#### Task prompt:
Go line by line through the data below, counting each one that has "Xcode", and give the final count only.
═══ Data for analysis ═══
PR #848, opened 2025-09-25
Further fixes for time transform snags; removed need for isTimeDependent; time-based builtin effects now using transforms

ggcrunchy:
(This probably needs to wait for word that the Vulkan backend behaves right, beyond just compiling, but otherwise feels good.)

---

In Discord it came up that time transforms still have a few issues. Assigning one to a shader was broken. Adding **isTimeDependent** to a shader when it wasn't used could cause some things to break, as well.

It was also mentioned that the marching ants builtin (a time-based effect) got worse over time.

---

The broken shader assignment was something silly: doing a `lua_isstring()`, when the string in question had already been popped off the stack, rather than check for the non-`NULL` result.

The fixed behavior is used by the time-based builtins, described below.

---

**isTimeDependent**:

Once a scene has been drawn, Solar will leave it alone if nothing changes, i.e. no new objects; objects being moved or rotated; etc. This is mostly the right behavior, but time-based effects _do_ need to be redrawn. The **isTimeDependent** flag, passed to shader definitions, was used to convey this information.

The shader author needed to remember to add this flag. And to be careful to remove it / not add it otherwise, apparently.

The time transforms could also use this information as a hint about when they needed to be called. I was attempting some caching here (from #511), and it apparently blew up if you wrongly provided the flag.

---

This PR ignores **isTimeDependent** entirely and discovers the dependency in a different way.

We still query `ShaderResource::UsesTime()`, but the state itself is being found automatically: if the `CoronaTotalTime` uniform is bound, following a `GLProgram::Create()`, the flag is set. (Any variant, e.g. # of masks or distorted rects, can be responsible, and the flag is taken as normative for all of them.) This is within the first `GLProgram::Bind()` of the variant; there's an untested `DEFER` path too, if anything ever wants to use that.

There are corresponding Vulkan backend parallels, too.

The scene will have already been updated by the time the `Create()` is performed, and thus be unaware of any new time dependency. If any `ShaderResource` had its flag set, the scene is therefore invalidated; it will pick up on anything new the next time around.

Some commentary about this may be found in **Rtt_Scene.cpp**.

The default time transform is applied to the raw total time when the scene begins rendering, and saved in a value. This is used by shaders without custom transforms; otherwise the raw time is provided, so that it can be transformed if necessary. In the latter case the `CoronaTotalTime` uniform's update is couched between bind and unbind commands for the transform.

Other than the default up front, no attempt is now made at transform caching, or even checking that the shader _uses_ time, while issuing commands. If the time uniform is actually bound, any transform is resolved when the corresponding command is executed.

---

There are three time-based builtins: **generator.marchingAnts**, **filter.wobble**, and **generator.random**.

Each was unbounded and so would eventually suffer some artifacts. However, all three are "modulo"-friendly cases and were given such a transform.

Marching ants is a repeating pattern. It moves at a certain speed (16), and once it's covered two bars' worth of distance (off and on, so 6 + 6), we have an identical-looking effect. Thus its range is (6 + 6) / 16 = .75 seconds.

Wobble uses time inside a sine. One period will have elapsed when 3 * t = 2 * pi, so our range is 2 / 3 * pi.

Random was just doing a `fract()`, so there the range is 1.

These numbers are found in the effects themselves. I added similar commentary in there. Old code is still present, commented out; forgot about it during cleanup, but I guess it's fine for comparison purposes.

---

I was testing with this:

[fx_tests.zip](https://github.com/user-attachments/files/22531100/fx_tests.zip)

I had it set up to try the time-based builtins as well as copies of their code, with minor modifications in how they calculated time, and now without using **isTimeDependent** at all. (Those versions might be a little odd themselves over a certain duration, since they should now use the default "pingpong" behavior, but were used to manually check the modulo ranges and the code still reflects that.)

Some of the `if true`s and such were for quickly disabling certain effects to make sure we didn't still have **isTimeDependent** at work, as well as to verify that a delay between shader creation and bind would still behave right. (This is currently in place and the reason the effects take a few moments to start.)


Shchvova (approved):
This is very nice. I'm worried about backwards compatibility. 
It wouldn't affect existing code, would it?

ggcrunchy:
Any incompatibility would indicate a bug, as far as I can tell. It shouldn't stomp on any existing expected behavior. Also, there were only those three builtins, and I confirmed they were using the transforms.

marksolar2d:
Tested this on a new laptop and you just broke 10+ of my shaders. It stomps all over things for sure!  Reverted to 3722 and everything works.... You could at least asked me to test it Steve - knowing I am shader heavy!  Admittedly I haven't updated because things on 3722 were stable, but still this is still a massive breaking change! Have PM'd you a shader you can test with.

PR #850, opened 2025-10-09
Fix incorrect extraction of the get-task-allow flag from the provisioning profile

depilz:
Fixes an invalid provisioning profile issue I have been facing since I upgraded to Tahoe.

https://forums.solar2d.com/t/ios-deploy-fails-after-macos-upgrade-a-valid-provisioning-profile-for-this-executable-was-not-found/357564

I get this log from the Engine when building with `debugBuildProcess = true`
```get_task_allow_setting:     "get-task-allow" => true```

When the expected is just:
```get_task_allow_setting:     true```

I have been able to resign my app properly with that command, but I haven't been able to test this change from the engine itself.

### DIFF
--- a/platform/resources/iPhonePackageApp.lua
+++ b/platform/resources/iPhonePackageApp.lua
@@ -518,14 +518,8 @@ local function generateXcent( options )
 		print("get_task_allow_setting: ".. tostring(get_task_allow_setting))
 	end
 	if get_task_allow_setting ~= "" then
-		-- set the value appropriately
-		if get_task_allow_setting == "true" then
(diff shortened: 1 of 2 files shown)


bulupe:
Thank you, with 3725 I can build but I can not copy to device, it says no device found although I can see the device and I can install the app via Devices and Simulators in Xcode.

There is one more thing happening with iOS, it seems we can not see print results in Console anymore on device, I thought it is because it is downloaded from store but even development builds the situation is the same.

Screenshot 2025-10-17 at 12 42 54

Sorry to bother you but it makes really hard to debug on device, like ads or ump.

Thanks and Best Regards

PR #868, opened 2025-11-13
Core: fix iOS highp misjudge by set a default value without relying on a highp check

### LINKED ISSUE #795: iOS - object.fill.effect = "filter.hue" doesn't work anymore
Because of Apple's upcoming deprecation of the iOS 17 SDK, I've made the jump from Solar2D 3699 building with Xcode 15.0.1 to Solar2D 3718 building with 16.2. Everything builds fine, but when I test my app, object.fill.effect = "filter.hue" doesn't seem to be working any more.

The image below demonstrates the difference between builds made with Solar2D 3699 and 3718.

Image

clang-clang-clang:
This fix https://github.com/coronalabs/corona/issues/795.

The changes in b951bf5d657ab7047ce0fec451b5d6ea3260bac8 added `TimeTransform` to `DisplayDefaults`, which accesses `GetGpuSupportsHighPrecisionFragmentShaders()` to configure default `TimeTransform`.
https://github.com/coronalabs/corona/blob/f09b81447900f8e89cb8a7eb5a0db7dc5762f691/librtt/Renderer/Rtt_GLCommandBuffer.cpp#L233

AFAIK, due to differing gl initialization flows between the Apple platform and Android (less familiar with other platforms), the former's setup may occurs at
https://github.com/coronalabs/corona/blob/f09b81447900f8e89cb8a7eb5a0db7dc5762f691/platform/iphone/CoronaViewPrivate.mm#L564.
In contrast, Android's gl initialization is completed on the Java side, prior to the C/C++ Runtime initialization. The Apple platform, potentially due to context not been setup, may then access incorrect values.
This explains why Android is unaffected, while iOS misjudged highp support, so this PR addresses the issue by deferring the `TimeTransform` initialization of `DisplayDefaults`.

I'm not entirely familiar with the recent changes to TimeTransform, but I believe lazy loading could be one solution. Alternatively, perhaps the functionality of Display itself shouldn't be called within DisplayDefaults, which is part of the Display construction flow. In other words, is it possible to set a default value without relying on a highp check? 
Hi, @ggcrunchy, please investigate if there's a more suitable approach? Thank you.

### DIFF
--- a/librtt/Display/Rtt_Display.cpp
+++ b/librtt/Display/Rtt_Display.cpp
@@ -308,6 +308,8 @@ Display::Initialize( lua_State *L, int configIndex, DeviceOrientation::Type orie
         result = true;
 
 		fShaderFactory = Rtt_NEW( allocator, ShaderFactory( *this, programHeader, backend ) );
+
+        fDefaults->SetTimeTransform(nullptr);
 	}
 
     return result;
--- a/librtt/Display/Rtt_Display.cpp
+++ b/librtt/Display/Rtt_Display.cpp
@@ -308,8 +308,6 @@ Display::Initialize( lua_State *L, int configIndex, DeviceOrientation::Type orie
         result = true;
 
 		fShaderFactory = Rtt_NEW( allocator, ShaderFactory( *this, programHeader, backend ) );
-
-        fDefaults->SetTimeTransform(nullptr);
 	}
 
     return result;
--- a/librtt/Display/Rtt_DisplayDefaults.cpp
+++ b/librtt/Display/Rtt_DisplayDefaults.cpp
@@ -67,7 +67,7 @@ DisplayDefaults::DisplayDefaults()
 
 	fTimeTransform = &sTransform;
 
-//	SetTimeTransform( NULL );
+	SetTimeTransform( NULL );
 }
 
 const TimeTransform* DisplayDefaults::GetTimeTransform() const
--- a/librtt/Display/Rtt_DisplayDefaults.cpp
+++ b/librtt/Display/Rtt_DisplayDefaults.cpp
@@ -67,7 +67,7 @@ DisplayDefaults::DisplayDefaults()
 
 	fTimeTransform = &sTransform;
 
-	SetTimeTransform( NULL );
+//	SetTimeTransform( NULL );
 }
 
 const TimeTransform* DisplayDefaults::GetTimeTransform() const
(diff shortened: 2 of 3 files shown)


clang-clang-clang:
The primary concern is that the highp check is a one-time operation that gets cached. If it's performed too early, it might not be able to retrieve the correct value. Therefore, would it be better to bypass the highp check and provide a default fallback value (applicable across all precisions, perhaps 1 in earlier versions)?

clang-clang-clang:
> 😄 Just use a "safe for `mediump`" value.

Got it. Thank you for your patient explanation.
So I followed the previous 50 and simply removed the highp check, and the sample [Graphics/GeneratorViewer](https://github.com/coronalabs/samples-coronasdk/tree/master/Graphics/GeneratorViewer) didn't show any problems.

I need more time to digest precision, frame rate, and jitter avoidance. @~@

Shchvova (approved):

Shchvova:
@clang-clang-clang  Do you think we should merge this?

clang-clang-clang:
> @clang-clang-clang Do you think we should merge this?

@Shchvova IMO, Yes.
Based on the context of @ggcrunchy, it's merely a default value. Those who genuinely need it will customize it. Here, we're maintaining basic functionality to ensure consistent behavior with pre-experiment versions.

ggcrunchy:
I have heard from a couple people that the short default is affecting them. I assume they were testing on a **highp** and the default pingpong / 4.5 hour thing up to that point. So I'm going to try to restore that (very slightly tuned), probably along these lines:

[Defaults.patch](https://github.com/user-attachments/files/32156061/Defaults.patch)

Up until you've stomped on the default transform (if ever) I just bake a lazily-built one into a new shader, using the "supports **highp**?" query. At this point I assume it's safe to read GL state. 😄

---

I had some ideas about being able to peg a small set of "clocks" and maybe reset them, e.g. with id 4 you'd have `graphics.resetClock(4)` and some `clockID = 4` (or whatever) in `graphics.defineEffect()`, but when I did a review I wasn't sure how to do it cleanly. That would let you make a few granularities, like the current level, the current cutscene, etc. and not one global one since startup that just keeps growing.

---

I see in the GL ES 2.0 reference card both `GL_ES` ("Defined and set to integer 1 if running on an OpenGL-ES Shading Language.") and `GL_FRAGMENT_PRECISION_HIGH` ("1 if highp is supported in the fragment language, else undefined [4.5.4]"). (The latter seems to disappear in mainline GL and ES 3.0+.) Might be some way to use that (and maybe `__VERSION__`) to auto-set `FRAGMENT_SHADER_SUPPORTS_HIGHP`, for built-in effects and maybe beyond? @Shchvova Any idea if trying it that way caused problems?

---

Anyhow, those last two things are just sort of incidental comments.

PR #891, opened 2026-03-28
fix(linux): enable Solar2DBuilder Android builds on Linux

### LINKED ISSUE #890: Community: Linux Solar2DBuilder builds for CI/CD (Android APK)
Hey Solar2D community 👋

We needed to build Android APKs from Solar2D on Linux CI runners, but there's no official Linux build of `Solar2DBuilder`. After digging into the source, it turned out to be mostly `#ifdef` gaps — Solar2D's C++ code is cross-platform, it just hadn't been wired up for Linux.

We fixed 5 small issues, bundled the result, and published it as a community repo:

**https://github.com/Cubeage/solar2d-linux**

- Pre-built binaries with bundled libs (works on any distro)
- Auto-rebuilds when Solar2D releases a new version
- Patches documented if you want to build yourself

The fixes are straightforward — adding a `Rtt_LINUX_ENV` branch wherever Mac/Win were handled, wiring up `GetResourceDirectory()` via `/proc/self/exe`, and using `$TMPDIR` instead of `/TemporaryFiles`. Would be happy to upstream these as a PR if the team is interested.

Sharing here in case it's useful to others!

shtse8:
Fixes #890

## What

Enables `Solar2DBuilder` to build Android APKs on Linux. The C++ code already had `Rtt_LINUX_ENV` defined and compiles fine — it just had Mac/Windows branches without a Linux equivalent in a few places.

## Changes (5 files)

| File | Fix |
|------|-----|
| `CMakeLists.txt` | Simplify root cmake — was duplicating platform logic that belongs in `platform/linux/CMakeList.txt` |
| `platform/linux/CMakeList.txt` | Add `Rtt_AndroidSupportTools.c` to Solar2DBuilder sources; add `CORONABUILDER_ANDROID` compile definition |
| `Rtt_AppPackagerAndroidFactory.cpp` | Add `Rtt_LINUX_ENV` branch for `AndroidValidation.lua` path (was Mac/Win only) |
| `Rtt_AppPackagerFactory.cpp` | Implement `GetResourceDirectory()` for Linux via `/proc/self/exe` readlink |
| `tools/CoronaBuilder/main.cpp` | Use `$TMPDIR` instead of hardcoded `/TemporaryFiles` (root-owned on Linux CI) |

## Tested

Successfully builds Android APKs on Ubuntu 22.04 self-hosted runners. We've been using this in production CI for our Solar2D games.

Community build repo with pre-built binaries + auto-update workflow: https://github.com/Cubeage/solar2d-linux


chkuendig:
Heads up: #936 covers this ground, opened as a supersession rather than a competing patch.

The overlap is the Linux `GetResourceDirectory()`, the `AndroidValidation.lua` path branch, and the `$TMPDIR` fix. The `$TMPDIR` one is your find — a root-owned `/TemporaryFiles` is not a failure I would have guessed at.

Three deliberate differences:

- #936 also installs `AndroidValidation.lua`. This PR adds the Linux branch that points at it, but nothing copies it into `Resources/`, so the path resolves to a file that is not there. #936 adds the `file(COPY ...)` to `platform/linux/CMakeResources.txt`.
- `GetResourceDirectory()` reuses the existing `GetStartupPath()` from `Rtt_LinuxUtils.h` rather than open-coding the `/proc/self/exe` readlink.
- #936 leaves the root `CMakeLists.txt` alone. The rewrite here drops `CORONA_ROOT`, `BUILD_NUMBER` and `YEAR`, and `platform/linux/CMakeList.txt` uses `${CORONA_ROOT}` — including for the resource copies — so it would be unset.

#936 additionally gates the HTML5 builder and fixes `display.save()` colours on Linux, which are outside what this PR set out to do.

PR #410, opened 2025-06-30
fix jump paging controls

pk910:
retain filters when jumping to a specific page


mattevans (approved):

pk910:
> Just checking the hidden `f` inputs are needed? Wasn't sure where they tie in.
> 
> LGTM though!

yea, the page handler only processes filters when "f" is included in the url.
That's been a easy approach to skip the whole filter logic in an earlier version with no filters applied :D  but is actually not used anymore,   but the page handler still checks for it

PR #467, opened 2025-09-05
Add el chain config handling, eth_config checks + visualization & blob base fee calculation

pk910:
supersedes #440

eth_Config in el clients view:
image

blob fee properties in slot details:
image


pk910:
I've added a visualization for spec/config mismatches:
image

image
═══
#### Response:
2